# Deck Inspection. (By Fox)



## Bearcarver (Jun 11, 2020)

*Deck Inspection *(By Fox)



I showed you guys our Fox Family a couple weeks ago. We’ve hardly seen them since that day, except for a little trot across the back your now & then.
However the one Pup payed us a visit a few mornings ago.
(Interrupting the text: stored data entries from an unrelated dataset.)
PR #5612, opened 2023-11-30
(DO NOT MERGE) flatpak/build-finish: Add XDG portals device export path

GeorgesStavracas:
Very very work in progress. Please ignore for now.

Issue #4149, opened 2021-03-02
Flatpaks with no --device permissions still can see the full /sys/devices


refi64:
## Linux distribution and version

Fedora Silverblue 33.

## Flatpak version

1.8.4

## Description of the problem

No matter what --device arguments are or aren't passed, Flatpaks can still access all properties of all attached devices under the /sys tree.

From what I can tell, this is a bit messy, since /sys's structure is a bit scattered, and --device=dri users should probably be able to access info on the video cards. However, at a glance, simply not mounting the /sys subdirectories for no --device arguments or --device=kvm should mostly do the trick.

Would be glad to PR if this solution sounds ok.

## Steps to reproduce

```
$ flatpak run --command=bash org.freedesktop.Platform//20.08
[📦 org.freedesktop.Platform ~]$ cat /sys/devices/pci0000:00/0000:00:14.0/usb1/serial
0000:00:14.0
[📦 org.freedesktop.Platform ~]$ 
```

PR #5620, opened 2023-12-07
flatpak: Add USB enumerable / hidden list

GeorgesStavracas:
Add '--usb' and '--no-usb' to the FlatpakContext option group.

Map these parameters to either the list, or the blocklist, of a new "USB Devices" group in the metadata key file. It looks like this:

```
[USB Devices]
blocked-devices=cls:01:*;
allowed-devices=vnd:0fd9+dev:0080;vnd:0fd9+dev:008c;
```

Flatpak itself does not use these values, they're meant to be used by e.g. XDG Desktop Portal to filter which devices the app can see through the USB portal (work in progress).

Blocked devices must always take precedence over allowed devices.

This is heavily inspired by https://github.com/flatpak/flatpak/pull/4083

---

This is an alternative to exporting portal files (see https://github.com/flatpak/flatpak/pull/5612)


GeorgesStavracas:
App maintainers who write apps that use USB devices surely know what vendor id and product id are.

Users are expected to interact with portal requests, which have human-readable device names.

GeorgesStavracas:
This work can be verified by building this branch of Boatswain: https://gitlab.gnome.org/World/boatswain/-/tree/gbsneto/usb-manifest

After checking out this branch, you can run the following command to build it: `$ flatpak-builder --user --install --ccache --force-clean --verbose _build build-aux/com.feaneron.Boatswain`

Then you can verify that this PR properly sets the `USB Devices` group by cat'ing the contents of `.flatpak-info`:

```
$ flatpak --user run --command=bash com.feaneron.Boatswain
$ cat /.flatpak-info
```

At the bottom of the file there should be the following:

```
[USB Devices]
allowed-devices=0fd9:008f;0fd9:0063;0fd9:0090;0fd9:0080;0fd9:0086;0fd9:006d;0fd9:0060;0fd9:006c;
```

If you run Boatswain with `--no-usb`, the argument is properly merged in the info file as well:

```
$ flatpak --user run --command=bash --no-usb=0fd9:008f com.feaneron.Boatswain
$ cat /.flatpak-info

[...]

[USB Devices]
blocked-devices=0fd9:008f;
allowed-devices=0fd9:008f;0fd9:0063;0fd9:0090;0fd9:0080;0fd9:0086;0fd9:006d;0fd9:0060;0fd9:006c;
```

doc/flatpak-build-finish.xml
```diff
@@ -284,6 +284,31 @@ key=v1;v2;
...
 
+            <varlistentry>
+                <term><option>--usb=VENDOR_ID:PRODUCT_ID</option></term>
+
+                <listitem><para>
+                    Adds a USB device to the list of allowed devices.
+                    <arg choice="plain">VENDOR_ID</arg> must be a valid vendor
+                    id.
+                    <arg choice="plain">PRODUCT_ID</arg> must be a valid product
+                    id number, or "*".
```
TingPing, line 295:
```suggestion
                    id number, or <literal>*</literal>.
```

Maybe more clear?

common/flatpak-context.c
```diff
@@ -1496,6 +1569,39 @@ option_remove_generic_policy_cb (const gchar *option_name,
...
+                  gpointer      data,
+                  GError      **error)
+{
+  g_autofree char *extended_value = NULL;
+  FlatpakContext *context = data;
+
+  if (!flatpak_context_parse_usb_device (context, value, error))
+    return FALSE;
+
+  extended_value = g_strconcat ("!", value, NULL);
```
TingPing, line 1599: Instead of keeping a single list, and using the `!` prefix, how about just keeping an `allowed_usb_devices` and `blocked_usb_devices` separately?

GeorgesStavracas:
Damn, I pushed by mistake, sorry for disrupting the review

common/flatpak-context.c
GeorgesStavracas: I don't know. I just followed the pre-existing convention in flatpak-context.c, apparently this is the common way to handle it. Not sure if it would be better, but I can try and see how it looks.

TingPing: I saw policies do this which I might also not like.

Juggling the `"!"` around seems less clear and more tedious to me.

TingPing (approved):
Overall this looks good to me (pending single discussion). I think this is a better approach than #5612.

I'll leave this open for a bit for others to chime in.

common/flatpak-context.c
GeorgesStavracas: It looks no better nor worse IMHO, but we're dealing with arbitraries, let's go with yours :slightly_smiling_face:

GeorgesStavracas: Done. How do you feel about it now?

TingPing: Looks good.

GeorgesStavracas:
The corresponding USB portal which actually uses this information can be found here: https://github.com/flatpak/xdg-desktop-portal/pull/1238

Erick555:
Does the fact flatpak [exposes](https://github.com/flatpak/flatpak/issues/4149) `/sys/devices` or `/sys/dev` affects privacy/security model of usb access? i.e. could app still list available devices even without --usb permission?

GeorgesStavracas:
> Does the fact flatpak [exposes](https://github.com/flatpak/flatpak/issues/4149) various paths under `/sys` (`block` `bus` `class` `dev` `devices`) affects privacy/security model of usb access? i.e. could app still list available devices even without --usb permission?

That's looks a separate issue. It should be addressed separately.

hadess (changes requested):
I did not review the code itself, and my analysis of requirements might not be complete.

I would advise focusing first on the portal and its implementation, and its ability to authorise and revoke access to devices as a priority, as the flatpak changes only really modify device enumeration.

doc/flatpak-build-finish.xml
```diff
@@ -284,6 +284,31 @@ key=v1;v2;
                 </para></listitem>
             </varlistentry>
 
+            <varlistentry>
+                <term><option>--usb=VENDOR_ID:PRODUCT_ID</option></term>
```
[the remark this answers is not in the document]
TingPing: This could be done in the flatpak-builder layer?

common/flatpak-context.c
```diff
@@ -488,6 +493,69 @@ flatpak_context_apply_generic_policy (FlatpakContext *context,
...
+validate_hex_uint16 (const char *value)
+{
+  long n;
+
+  g_assert (value != NULL);
+
+  if (strlen (value) > 4)
+    return FALSE;
+
+  n = strtol (value, NULL, 16);
```
alexlarsson, line 506: This allows trailing non-hex.

doc/flatpak-build-finish.xml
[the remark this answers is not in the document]
alexlarsson: It also strikes me as somewhat inefficient to list such large lists as part of the metadata. Do we expect a scanner app to display this entire list on the commandline when you install it?

doc/flatpak-metadata.xml
```diff
@@ -1094,6 +1094,33 @@
...
+            by the keys in this group. The vendor and product ids are validated
+            by Flatpak, but aren't otherwise used or parsed.
+            Available since 1.15.7.
+          </para>
+          <variablelist>
+                <varlistentry>
+                    <term><option>allowed-devices</option> (string list)</term>
+                    <listitem><para>
+                        List of allowed USB devices. Each element of can be composed
+                        of "VENDOR_ID:PRODUCT_ID", or "VENDOR_ID:*". Available since
```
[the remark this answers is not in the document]
GeorgesStavracas: I left that out somewhat on purpose, because I wanted to think better about how to handle these different queries through the command line. So far there is:

 * Specific device: `--usb=AAAA:BBBB`
 * All devices from specific vendor: `--usb=AAAA:*`

For class and subclass queries, I can imagine the following options:

 1. `--usb=class=AA:[BB|*]`
 2. `--usb-class=AA:[BB|*]`
 3. `--usb=AA:[BB|*]`

I personally prefer (1) and (2). However, does that mean devices and vendor queries need to be adjusted into `--usb=device=AAAA:BBBB`, and `--usb=vendor=AAAA`? It looks a bit convoluted to me.

An option for allowlisting all devices is `--usb=*:*`. Or a contracted form, `--usb=*`.

Thoughts?

alexlarsson:
One thing i worry about here is the messaging. It *looks* like allowed-device means that the usb device access is allowed, but really it just means it is discoverable. We need both the cli options, the metadata key names and the part displayed during install to make this more obvious.

common/flatpak-context.c
```diff
@@ -2216,6 +2393,30 @@ adds_filesystem_access (GHashTable *old, GHashTable *new)
...
+    }
+
+  /* Does it remove devices from the blocklist? */
+  g_hash_table_iter_init (&iter, old->blocked_usb_devices);
+  while (g_hash_table_iter_next (&iter, &value, NULL))
+    {
+      if (!g_hash_table_contains (new->blocked_usb_devices, value))
+        return TRUE;
+    }
+
```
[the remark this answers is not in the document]
GeorgesStavracas: It's probably good to have. I'll look into adding it.

common/flatpak-context.c
GeorgesStavracas: Good point. I'll add a check for the end pointer position as well, it should cover this case

doc/flatpak-build-finish.xml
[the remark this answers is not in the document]
GeorgesStavracas: It's probably not efficient, yeah; but I don't have a clear picture of viable options here. I mean, Flatpak could have an extra `/.flatpak-usb-devices` file, but it's probably going to be equally as large and, probably, equally as annoying. Another alternative is a new binary format for this file, which sounds like an overkill to me.

Is there any particular approach you'd like to see explored in this branch?

doc/flatpak-metadata.xml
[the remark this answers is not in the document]
alexlarsson: I think maybe the usb selector could be made more generic.
Say, a per element prefix of dev/cls/vnd, and maybe allow combinations.
So `cls:AA:*+vnd=BB`. We could have a generic --usb argument taking these, or helper --usb-device=... that constructs the generic key.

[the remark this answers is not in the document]
GeorgesStavracas: Thanks for the suggestion @alexlarsson, I'll try and implement that

common/flatpak-context.c
GeorgesStavracas: Done

doc/flatpak-metadata.xml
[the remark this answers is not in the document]
GeorgesStavracas: With this last push, I've applied this `cls`/`vnd`/`dev` syntax to `--usb` and `--no-usb`. Some rules apply here:

 * `--usb=all` must not have any further rules (e.g. `--usb=all+vnd:0fd9` is in valid). There are tests for that.
 * `dev`  rules must have a `vnd` rule together, but `vnd` is okay to not have a matching `dev`. e.g. `--usb=vnd:0fd9` is valid, `--usb=vnd:0fd9+dev:0060` is valid, but --usb=dev:0060` is invalid. There are tests for that.
 * `cls` rules can be freely applied on top of `dev` and `vnd`. There are tests for that.

Notice that I haven't yet added the helper `--usb-device`. If people seem satisfied with this approach, I'll be happy to add the helper :slightly_smiling_face: 

Please let me know what you think!

doc/flatpak-build-finish.xml
```diff
@@ -284,6 +284,31 @@ key=v1;v2;
...
+
+                <listitem><para>
+                    Adds a USB device to the list of allowed devices.
```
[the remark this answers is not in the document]
GeorgesStavracas: I tried to mention that this is used by the USB portal in the documentation. How does it read to you now?

doc/flatpak-run.xml
```diff
@@ -453,6 +453,31 @@ key=v1;v2;
                 </para></listitem>
             </varlistentry>
 
+            <varlistentry>
+                <term><option>--usb=VENDOR_ID:PRODUCT_ID</option></term>
+
+                <listitem><para>
+                    Adds a USB device to the list of allowed devices.
+                    <arg choice="plain">VENDOR_ID</arg> must be a valid vendor
```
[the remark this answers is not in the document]
GeorgesStavracas: I tried to document the exact supported syntax for vendor and product ids, and device classes and subclasses. Does it look better now?

GeorgesStavracas:
This is how the Flatpak manifest of my little Stream Deck app looks with this branch: https://gitlab.gnome.org/World/boatswain/-/merge_requests/25

I feel like it's certainly missing flatpak-builder integration in the JSON file. Happy to add support for that once we're settled with something on Flatpak itself.

Still to-do in this branch, in no particular order:
 * [ ] Rename the metadata keys to something more sensible - so that doesn't imply these devices will be automatically allowed or blocked, and instead that the portal will read it (https://github.com/flatpak/flatpak/pull/5620#issuecomment-1851545242)
 * [ ] Add a more robust check for whether permissions are increasing or not (https://github.com/flatpak/flatpak/pull/5620#discussion_r1422626642)
 * [ ] How should it support large lists of devices? (https://github.com/flatpak/flatpak/pull/5620#discussion_r1421396564)
 * [ ] How to show these devices at install time in the CLI and/or app stores? (https://github.com/flatpak/flatpak/pull/5620#issuecomment-1851545242)

common/flatpak-context.c
```diff
@@ -1531,6 +1970,8 @@ static GOptionEntry context_options[] = {
   { "system-no-talk-name", 0, G_OPTION_FLAG_IN_MAIN, G_OPTION_ARG_CALLBACK, &option_system_no_talk_name_cb, N_("Don't allow app to talk to name on the system bus"), N_("DBUS_NAME") },
   { "add-policy", 0, G_OPTION_FLAG_IN_MAIN, G_OPTION_ARG_CALLBACK, &option_add_generic_policy_cb, N_("Add generic policy option"), N_("SUBSYSTEM.KEY=VALUE") },
   { "remove-policy", 0, G_OPTION_FLAG_IN_MAIN, G_OPTION_ARG_CALLBACK, &option_remove_generic_policy_cb, N_("Remove generic policy option"), N_("SUBSYSTEM.KEY=VALUE") },
+  { "usb", 0, G_OPTION_FLAG_IN_MAIN, G_OPTION_ARG_CALLBACK, &option_usb_cb, N_("Add USB device to allowlist"), N_("VENDOR_ID:PRODUCT_ID") },
+  { "no-usb", 0, G_OPTION_FLAG_IN_MAIN, G_OPTION_ARG_CALLBACK, &option_no_usb_cb, N_("Add USB device to blocklist"), N_("VENDOR_ID:PRODUCT_ID") },
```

Mrs Bear keeps an old Dog Dish under the Hummingbird feeder that's on the wall next to the sliding glass patio door, because the feeder leaks & she doesn’t like it dripping on her Deck.
So there was the Fox Pup drinking out of the Dog Dish. (Sugar Water from Feeder)
Then Smokey (our Cat) saw him, and looked out the window at the Fox.
They were nose to nose & Smokey scared him away.
He just ran down the steps & didn’t run far, and came back in a few minutes.
I got my camera & snapped a few Pics real quick, as best I could of the moving target.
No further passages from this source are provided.